As a result of the change in the discount rate applied, accretion of decommissioning obligation expense decreased by $674,000 for the year ended December 31, 2010 (March 31, 2010 - $178,000).

(F) Under previous GAAP, the deferred tax liability associated with the renouncement of tax deductions from the issuance of flow through shares was recorded as a reduction in share capital at the time of renouncement. Under IFRS, the difference between the deferred tax liability associated with the renouncement of the tax deductions and the premium price received on the issuance of flow through shares over the market value of the Company's common shares at the time of issue is recorded as a deferred tax expense as the expenditures are incurred. This deferred tax expense effectively represents the net loss on the distribution of the tax deductions to investors. The transitional adjustment resulted in an increase of $3.4 million to share capital with a resulting offset being charged to retained earnings.

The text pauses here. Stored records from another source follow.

PR #4556, opened 2018-09-27
Support a dynamic collection name

reidmorrison:
Sometimes we want to create a model and then use that model for different Mongo collections, ideally chosen dynamically at run-time.

For Example, for a static one-to-one mapping between a model and its class:
~~~ruby
Band.create!(name: "Depeche Mode")
band = Band.where(name: "Depeche Mode").first
band.rating = 23
band.save!
~~~

Dynamically changing the collection name at run-time:
~~~ruby
Band.with(collection: 'other_bands').create!(name: "Depeche Mode")

band = Band.with(collection: 'other_bands').where(name: "Depeche Mode").first
band.rating = 23
band.save!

For the year ended December 31, 2010, a deferred tax expense of $12.6 million (March 31, 2010 - $5.2 million) was recognized as a result of changes in the temporary difference between the net book value and the tax basis of the assets and liabilities due to other adjustments discussed.

(G) Under previous GAAP, Crew expensed stock-based compensation on a straight-line basis. Under IFRS, share-based payments are expensed based on a graded vesting schedule. Crew also incorporated a forfeiture multiplier rather than accounting for forfeitures as they occur as currently practiced under previous GAAP. The adjustment to contributed surplus to account for the graded vesting and forfeitures was an increase of $2.7 million with the offset being charged to retained earnings. This resulted in less than a $0.1 million change for the three month ended March 31, 2010 and a $1.0 million increase to stock-based compensation expense for the year ended December 31, 2010.

(H) Divestitures - Under previous GAAP, proceeds from divestitures were deducted from the full cost pool without recognition of a gain or loss unless the divestiture resulted in a change in the depletion rate of 20% or greater in which case, a gain or loss was recorded. Under IFRS, gains and losses are recorded on divestitures and are calculated as the difference between the proceeds and the net book value of the asset disposed of. For the year ended December 31, 2010, the Company recorded a $48.2 million (March 31, 2010 - $9.9 million) gain on disposition of oil and gas properties for IFRS as compared to nil under previous GAAP.

On April 1, 2010, the Company disposed of oil and gas properties in the Edson area with a net book value of $91.5 million. This amount was classified as an asset held for sale at March 31, 2010.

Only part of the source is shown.